Its all about choice –
Colleagues in a professional setting have varying goals and functions throughout the day. It’s clear through observation and trial (many of us can attest!) that giving people a choice in what they listen to, benefits them better than imposing one style on all your co-workers. Just watch this the next time one introverted co-worker bumps bossa-nova on his headphones while the office clown rocks out to heavy metal!

Rhythm is everything –
Studies have shown that listening to familiar tunes, with a steady beat, helps us retain our focus on repetitive tasks. This is evident in jobs such as coding or even bricklaying, where professionals use genres like drum n’ bass or jazz to reinforce a rhythm. This simulates a space for the human mind that they can optimize to work better.

To sing or not to sing? –
Science backs up the claim that popular and/or lyrical music can hamper selective types of work.

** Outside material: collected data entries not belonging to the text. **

PR #885, opened 2025-12-12
fix: pytest plugin now skips all tests in unaffected files

andre-vauvelle:
## Summary

Fixes a bug where only the first test from each unaffected file was skipped, instead of all tests in that file.

## The Bug

When running `tach test --base HEAD` (no changes), only 1 test per file was being skipped:

```
collected 8 items
[Tach] Skipped 1 test file (1 tests) since they were unaffected by current changes.
============================== 7 passed ===============================
```

## Root Cause

In `pytest_collection_modifyitems`, after processing the first test from a file:
1. The path was added to `seen`
2. Subsequent tests from the same file hit `if item.path in seen: continue`
3. This skipped the removal logic, leaving those tests in the collection

## The Fix

Use a two-pass approach:
1. **First pass**: Identify all paths that should be removed (without modifying the list)
2. **Second pass**: Filter out all items from those paths at once using list comprehension

## After Fix

```
collected 8 items
[Tach] Skipped 1 test file (8 tests) since they were unaffected by current changes.
============================ no tests ran =============================
```

## Testing

Tested with a minimal example project:
- No changes: All 8 tests correctly skipped ✓
- With changes to module: All 8 tests correctly run ✓

### DIFF
--- a/.basedpyright/baseline.json
+++ b/.basedpyright/baseline.json
@@ -1543,6 +1543,14 @@
                 "code": "reportUnusedParameter",
                 "range": {
                     "startColumn": 4,
+                    "endColumn": 11,
+                    "lineCount": 1
+                }
+            },
+            {
+                "code": "reportUnusedParameter",
+                "range": {
+                    "startColumn": 4,
                     "endColumn": 14,
                     "lineCount": 1
                 }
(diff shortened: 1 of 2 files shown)


python/tach/pytest_plugin.py
```diff
@@ -66,29 +65,30 @@ def pytest_collection_modifyitems(
...
+                handler.remove_test_path(item.path)
+
+    # Second pass: remove all items from paths marked for removal
+    original_count = len(items)
+    items[:] = [
+        item for item in items
+        if not item.path or item.path not in paths_to_remove
+    ]
+    handler.num_removed_items = original_count - len(items)
+
```
DetachHead: i think we can simplify this by using a `pytest_collect_file` hook instead:

```py
class HasTachConfig(Protocol):
    config: TachConfig

@pytest.hookimpl(wrapper=True)
def pytest_collect_file(
    file_path: Path, parent: HasTachConfig
) -> Generator[None, list[pytest.Collector], list[pytest.Collector]]:
    handler = parent.config.tach_handler
    # skip any paths that already get filtered out by other hook impls
    result = yield
    if result and handler.should_remove_items(file_path=file_path.resolve()):
        handler.num_removed_items += 1
        handler.remove_test_path(file_path)
        return []
    return result
```

DetachHead (commented):
thanks for the contribution!

andre-vauvelle:
Thanks for maintaining this project and for the great review suggestions! I've implemented the `pytest_collect_file` hook approach as you recommended - it's much cleaner than the two-pass `pytest_collection_modifyitems` approach.

Also added a `--tach-validate` mode and some documentation for standalone plugin usage in a separate commit.

DetachHead (approved):
looks good! will merge when the CI passes 🚀

DetachHead:
fyi just pushed a small change becasue i want to avoid baselining new errors ([more info here](https://docs.basedpyright.com/latest/benefits-over-pyright/baseline/#how-often-do-i-need-to-update-the-baseline-file))

PR #893, opened 2025-12-29
feat: improve pytest plugin UX with auto-loading and smart defaults

andre-vauvelle:
## Summary

Improves the pytest plugin UX based on feedback from #885:

- **Auto-loads via pytest11 entrypoint** - no need for `-p tach.pytest_plugin`
- **Default: reports only, doesn't skip** - shows what could be skipped without changing test outcomes
- **Only skips when `--tach-base` is provided** - explicit opt-in to skipping
- **Auto-detects default branch** (main/master)
- **Duration caching** - estimates time saved/could be saved
- **Validation is implicit** - warns if would-be-skipped tests fail

## Usage

```bash
# Default: runs all tests, shows what could be skipped
pytest
# Output: [Tach] 42 tests in 8 files unaffected by changes (~15.3s could be saved). Skip with: pytest --tach-base main

# Skip unaffected tests
pytest --tach-base main
# Output: [Tach] Skipped 8 test files (42 tests) (~15.3s saved) - unaffected by current changes.

# Detailed output
pytest --tach-verbose

# Disable plugin
pytest --no-tach
```

## New Options

- `--tach-base`: Base commit to compare against. When provided, unaffected tests are skipped.
- `--tach-head`: Head commit to compare against (default: current filesystem)
- `--tach-verbose`: Show detailed output including changed files and skipped test paths
- `--no-tach`: Disable the tach pytest plugin entirely

## Depends on

#885

### DIFF
--- a/docs/usage/commands.md
+++ b/docs/usage/commands.md
@@ -356,7 +356,7 @@ The plugin auto-detects whether your default branch is `main` or `master`.
 
 - `--tach`: Enable test skipping using the auto-detected base branch
 - `--tach-base <commit>`: Set the base commit explicitly (also enables skipping)
-- `--tach-head <commit>`: Head commit to compare against (default: current filesystem)
+- `--tach-head <commit>`: Head commit to compare against (also enables skipping. default: current filesystem)
 - `--tach-verbose`: Show detailed output including changed files and skipped/would-skip test paths
 
 To disable the plugin entirely, use pytest's built-in plugin disabling:
--- a/python/tach/pytest_plugin.py
+++ b/python/tach/pytest_plugin.py
@@ -110,7 +110,7 @@ class TachPluginState:
     """True if --tach or --tach-base was explicitly provided to enable skipping."""
     verbose: bool
     base: str
-    head: str
+    head: str | None
     would_skip_paths: set[Path]
 
 
@@ -217,7 +217,7 @@ def pytest_configure(config: Config):
 
     tach_flag = cast("bool", config.getoption("--tach"))
     tach_base_option = cast("str | None", config.getoption("--tach-base"))
-    head = cast("str", config.getoption("--tach-head")) or ""
+    head = cast("str | None", config.getoption("--tach-head")) or None
     verbose = cast("bool", config.getoption("--tach-verbose"))
 
     # Skipping is enabled if --tach, --tach-base, or --tach-head is provided
@@ -434,10 +434,8 @@ def pytest_report_collectionfinish(
 
 def pytest_terminal_summary(
     terminalreporter: TerminalReporter,
-    exitstatus: int,
     config: Config,
 ):
-    _ = exitstatus  # unused, required by pytest hook signature
     # Check if plugin is active
     if tach_state_key not in config.stash:
         return
--- a/python/tach/filesystem/git_ops.py
+++ b/python/tach/filesystem/git_ops.py
@@ -143,7 +143,7 @@ def get_current_branch_info(
 
 
 def get_changed_files(
-    project_root: Path, head: str = "", base: str = "main"
+    project_root: Path, head: str | None = None, base: str = "main"
 ) -> list[Path]:
     # Local import because git-python takes ~80ms to load
     from git import GitCommandError, InvalidGitRepositoryError, NoSuchPathError, Repo


andre-vauvelle:
The difference is you get it in one run with actionable output. Running pytest then tach test separately means you have to repeat tests and manually cross-reference which failures were in skipped files - validate just tells you directly `test_foo::test_bar failed and would have been skipped`. Also useful as a scheduled CI job to monitor impact analysis accuracy without someone having to manually compare two runs each time, doing this manually would not scale either.

DetachHead:
thinking about this some more, i think it might make more sense to always output this validation info when running pytest normally, otherwise users are unlikely to discover this feature and remember to use it when running pytest locally. perhaps we could refactor the plugin to work like so:

- the plugin is active by default when tach is installed (using the [`pytest11` entrypoint](https://docs.pytest.org/en/stable/how-to/writing_plugins.html#making-your-plugin-installable-by-others)). this will make it more consistent with how other pytest plugins work
- by default, the plugin does not skip any tests. it just runs them normally and also outputs these validation results
- tests are only skipped when specifying `--tach-base` or `--tach-head` arguments
- since this could be considered a breaking change, `tach test` (which is the publicly documented api) should probably behave the same as it does now. we can then consider deprecating it in the future in favor of the pytest plugin (this isn't the only reason i want to deprecate `tach test`, see #894)

andre-vauvelle:
Thanks for the feedback! I've refactored based on your suggestions:

**Changes:**

1. **Plugin auto-loads via pytest11 entrypoint** - no need for `-p tach.pytest_plugin`
2. **Default behavior: runs all tests, reports what could be skipped**
   ```
   [Tach] 42 tests in 8 files unaffected by changes (~15.3s could be saved). Skip with: pytest --tach-base main
   ```
3. **Only skips tests when `--tach-base` is explicitly provided**
4. **Auto-detects default branch** (main/master)
5. **Added `--tach-verbose`** for detailed output
6. **Added `--no-tach`** to disable the plugin entirely
7. **Duration caching** - shows estimated time saved/could be saved
8. **Validation is now implicit** - if a would-be-skipped test fails in default mode, shows a warning

This means users get impact analysis info for free just by having tach installed, and can opt-in to skipping tests with `--tach-base`.

docs/usage/commands.md
```diff
@@ -330,6 +330,55 @@ Using `pytest`, running `tach test` will perform [impact analysis](https://marti
...
+```
+
+The plugin auto-detects whether your default branch is `main` or `master`.
+
+**Options:**
+
+- `--tach-base`: Base commit to compare against. When provided, unaffected tests are skipped. (default: auto-detects main/master)
+- `--tach-head`: Head commit to compare against (default: current filesystem)
+- `--tach-verbose`: Show detailed output including changed files and skipped/would-skip test paths
+- `--no-tach`: Disable the tach pytest plugin entirely
```
DetachHead: i don't think we need a `--no-tach` argument, since pytest plugins can be disabled using the `-p` flag:

```
pytest -p no:tach
```

we should document this though, and also document that you can also disable the plugin in `pyproject.toml` (see https://docs.pytest.org/en/stable/how-to/plugins.html#deactivating-unregistering-a-plugin-by-name)

python/tach/pytest_plugin.py
```diff
@@ -1,48 +1,187 @@
...
+        try:
+            result = subprocess.run(
+                ["git", "rev-parse", "--verify", branch],
+                cwd=project_root,
+                capture_output=True,
+            )
+            if result.returncode == 0:
+                return branch
+        except Exception:
+            pass
```
DetachHead: this could probably also use a check to ensure that both `main` and `master` don't exist... which i've seen happen oin some repos before

python/tach/pytest_plugin.py
```diff
@@ -1,48 +1,187 @@
...
-        raise TachSetupError("In Tach pytest plugin: No project config found")
+        # No tach config found, silently disable
+        return
 
-    base = config.getoption("--tach-base")
+    tach_base_option = config.getoption("--tach-base")
     head = config.getoption("--tach-head")
 
+    # Track if skipping is enabled (--tach-base explicitly provided)
+    config.tach_skip_enabled = tach_base_option is not None
```
DetachHead: thinking about this some more, if the skipping functionality is enabled using the `--tach-base` argument, that means the automatic detection of the main branch can never be used right? because the user would always have to explicitly specify a branch name.

maybe it makes sense to create a separate argument to enable the skipping functionality, like just `--tach`. but that argument is only needed if `--tach-base` or `--tach-head` aren't explicitly specified.

for example:

- `pytest --tach` - determines the default branch automatically and enables skipping functionality
- `pytest --tach-base master` - sets the default branch name explicitly and enables skipping functionality

docs/usage/commands.md
```diff
@@ -330,6 +330,55 @@ Using `pytest`, running `tach test` will perform [impact analysis](https://marti
...
+
+```bash
+pytest
+```
+
+By default, the plugin runs all tests but reports how many could be skipped based on impact analysis. This allows you to see the potential benefit without committing to skipping tests:
+
+```
+[Tach] 42 tests in 8 files unaffected by changes (~15.3s could be saved). Skip with: pytest --tach-base main
+```
```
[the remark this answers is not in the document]
andre-vauvelle: Agreed!

docs/usage/commands.md
andre-vauvelle: Good idea, I removed the flag, updated the test and added it to the docs.

docs/usage/commands.md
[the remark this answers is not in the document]
andre-vauvelle: added `To disable this message: pytest -p no:tach`

docs/usage/commands.md
```diff
@@ -330,6 +330,72 @@ Using `pytest`, running `tach test` will perform [impact analysis](https://marti
...
+
+```bash
+pytest -p no:tach
+```
+
+You can also disable it in `pyproject.toml`:
+
+```toml
+[tool.pytest.ini_options]
+addopts = "-p no:tach"
```
DetachHead: nit: this is the old config format. as of pytest 9 toml is properly supported so it can be configured like this:
```suggestion
[tool.pytest]
addopts = ["-p",  "no:tach"]
```

python/tach/pytest_plugin.py
```diff
@@ -16,46 +16,47 @@
 
 TACH_DURATIONS_CACHE_KEY = "tach/durations"
 
-# ANSI color codes
-_COLORS_ENABLED: bool | None = None
+# Rich console for colored output (uses same settings as tach.console)
+_console = Console(highlight=False, force_terminal=True)
```
DetachHead: this isn't exactly the same as the one in `tach.console` since we are specifying `force_terminal=True`. could maybe use a comment explaining why that's needed

python/tach/pytest_plugin.py
```diff
@@ -1,67 +1,260 @@
...
+    skip_enabled: bool
+    """True if --tach or --tach-base was explicitly provided to enable skipping."""
+    verbose: bool
+    base: str
+    head: str
+    would_skip_paths: set[Path]
+
+
+# StashKey for storing plugin state on pytest Config
+tach_state_key: StashKey[TachPluginState] = StashKey()
```
DetachHead:
```suggestion
tach_state_key: StashKey[TachPluginState] = StashKey()
"""`StashKey` for storing plugin state on pytest `Config`"""
```

python/tach/pytest_plugin.py
```diff
@@ -1,67 +1,260 @@
...
+
+
+def _save_durations(config: Config, durations: dict[str, float]) -> None:
+    """Save test durations to pytest cache."""
+    try:
+        cache = config.cache
+        if cache is not None:
+            cache.set(TACH_DURATIONS_CACHE_KEY, durations)
+    except Exception:
+        pass
```
DetachHead: what possible exceptions are we catching here? these functions don't look like they can fail because it safely handles `None` values

andre-vauvelle:
Addressed all review comments + CI passing now

python/tach/pytest_plugin.py
```diff
@@ -1,67 +1,270 @@
...
     project_root = fs.find_project_config_root() or Path.cwd()
     project_config = parse_project_config(root=project_root)
     if project_config is None:
-        raise TachSetupError("In Tach pytest plugin: No project config found")
+        # No tach config found, silently disable
+        return
+
+    tach_flag = cast("bool", config.getoption("--tach"))
+    tach_base_option = cast("str | None", config.getoption("--tach-base"))
+    head = cast("str", config.getoption("--tach-head")) or ""
```
DetachHead: nit: we should probably handle `None` consistently here. we should also change the default value for `head` in `get_changed_files` to `None` instead of an empty string
```suggestion
    tach_base_option = cast(str | None, config.getoption("--tach-base"))
    head = cast(str | None, config.getoption("--tach-head"))
```

python/tach/pytest_plugin.py
```diff
@@ -433,8 +433,11 @@ def _format_changed() -> str:
 
 
 def pytest_terminal_summary(
-    terminalreporter: TerminalReporter, _exitstatus: int, config: Config
+    terminalreporter: TerminalReporter,
+    exitstatus: int,
+    config: Config,
 ):
+    _ = exitstatus  # unused, required by pytest hook signature
```
DetachHead: pytest hook functions don't actually require all the fixture arguments. you can just remove the `exitstatus` argument completely and it'll still work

Lyrics speak to our brain’s language centres, prompting a separate thought process to decipher and follow them. This becomes a problem if the listener has to work on something else which also involves language, especially tasks involving any learning, such as reading something beyond their level of typical reading.

Fail-safes are real –
Studies back up how genres like classical music are highly effective for work, because of reduced intrusion into existing thought process while still being immersive. For starters, one could begin with Baroque classical music, such as Vivaldi’s ‘4 Seasons’ or Bach. ‘Ambient’ music is also useful when facing stressful environments at work. Brian Eno, an ambient composer, says ‘“Ambient music must be able to accommodate many levels of listening attention without enforcing one in particular; it must be as ignorable as it is interesting.”.

If all else fails, one can try out videogame OSTs or white noise. The SimCity Soundtrack is one, sounds of nature are another. Keep in mind though, to pick a tune that doesn’t let your pace of work stutter!